Read through the entries below and copy each line where "from" turns up.

Collection entries
# # # # # # #

PR #868, opened 2019-10-20
Fix #535

### LINKED ISSUE #535: Expose a bot.swingArm()
I am making a human-like PvP script and need the bot to swing its arm/sword and miss without actually attacking the entity. I can't seem to find this in the API, and was wondering if that was possible?

If not, I guess I could try to get the bot to place a block at the player or "open" the entity to swing its arm. But that may not work out.

Thanks in advance.

wvffle:


rom1504:
Can you use it everywhere we need it in mineflayer internals ?

wvffle:
What do you mean rom?

rom1504:
Everywhere we send arm_animation in mineflayer, instead use this new method

PR #881, opened 2019-11-10
unload chunks on mc version 1.9-1.12

IdanHo:
mc versions 1.9-1.12 dont send an empty map_chunk packet anymore, but rather an unload_chunk packet, implement functionality for it to prevent memory leaks


rom1504:
Thanks !

PR #882, opened 2019-11-10
Expose chunk columns & blockEntities

SiebeDW:


wvffle:
I don't think that this should be exposed in that way.
There should be a method `getColumn(x, y)` which returns deeply sealed object which is a copy of the original column. It'd be a vulnerablity to expose this as a modifiable variable. This should be read only.

rom1504:
honestly I think it doesn't matter too much
this is javascript you can always break things if you do it by purpose

everything under bot._something is anyway marked as "can change at any time, use at your own perils"

wvffle:
LGTM then

PR #891, opened 2019-12-18
Update inventory window slot count

IdanHo:
The current inventory size we use for initializing the slots array for the player inventory window is 44 for some arbitrary reason, the actual value is 46 (https://wiki.vg/index.php?title=Inventory&oldid=14093#Player_Inventory), and since js arrays have an unfixed length when the normal window_items packet is sent to update the player's inventory on login the slots array gets resized to 46 anyways.


wvffle:
LGTM

PR #900, opened 2020-01-20
add bot.tpa & bot.reply

1by:


rom1504:
I don't see the point of this review. We are not going to add one method for each command.
There is no benefit with these methods compared to the user doing bot.chat('/tpa')
Do tell if you see some advantage of this

PR #906, opened 2020-01-29
Add a callback to `bot.creative.setInventorySlot` and fix tests failing randomly

wvffle:
Well, this "randomly" was depending on the latency between client and server in the tests. We didn't have a callback in `bot.creative.setInventorySlot` and depended on `setTimeout`. This PR adds a callback and fixes this error.

### DIFF
--- a/lib/plugins/creative.js
+++ b/lib/plugins/creative.js
@@ -14,8 +14,27 @@ function inject (bot, { version }) {
     stopFlying
   }
 
-  function setInventorySlot (slot, item) {
+  const creativeSlotsUpdates = new Map()
+  bot._client.on('set_slot', ({ windowId, slot, item }) => {
+    if (windowId === 0 && creativeSlotsUpdates.has(slot)) {
+      const cb = creativeSlotsUpdates.get(slot)
+      creativeSlotsUpdates.delete(slot)
+
+      setImmediate(cb)
+    }
+  })
+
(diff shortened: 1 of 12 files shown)


lib/plugins/creative.js
```diff
@@ -14,8 +14,27 @@ function inject (bot, { version }) {
...
+
+  function setInventorySlot (slot, item, cb) {
     assert(slot >= 0 && slot <= 44)
+
+    if (cb != null) {
+      if (creativeSlotsUpdates.has(slot)) {
+        cb(new Error('Server has not set this slot yet'))
+      }
+
+      creativeSlotsUpdates.set(slot, cb)
```
wvffle: I'm storing callbacks in an update map to have only 1  listener on this event. If I'd create a listener per `setInventorySlot` request then quickly we'd run out of memory and exceed listeners limit.

rom1504: can you add in the doc (and comment of this method) that it should not be called on the same slot without waiting for the callback ? (that is a reasonable constraint, but you are indeed making that assumption in your code, so it needs to be clear to avoid surprises from users)

wvffle: Well, if user would set the same slot twice, we have to run the previous callback with an error. I've made a mistake and I've called current callback.

I'll specify in the the doc that you should not call the function on the same slot before the callback of the first run is called.

PR #907, opened 2020-01-29
Add automatically generated changelog

wvffle:


rom1504:
I don't think we should have that.
I write manually in history.md at each release by sumarrizing when needed. If people want to see the commit log, github provide that feature.

PR #921, opened 2020-03-12
update

marinaluisa2020:
extracting example from minecraft protocol

### DIFF
--- a/examples/proxy.socks5.js
+++ b/examples/proxy.socks5.js
@@ -1,0 +1,46 @@
+/*
+ *
+ * Update Proxy Minecraft Protocol Example for MineFlayer Proxy Example
+ *
+ */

# # # # # # #

* Reply:
rom1504: can you add in the doc (and comment of this method) that it should not be called on the same slot without waiting for the callback ? (that is a reasonable constraint, but you are indeed making that assumption in your code, so it needs to be clear to avoid surprises from users)
extracting example from minecraft protocol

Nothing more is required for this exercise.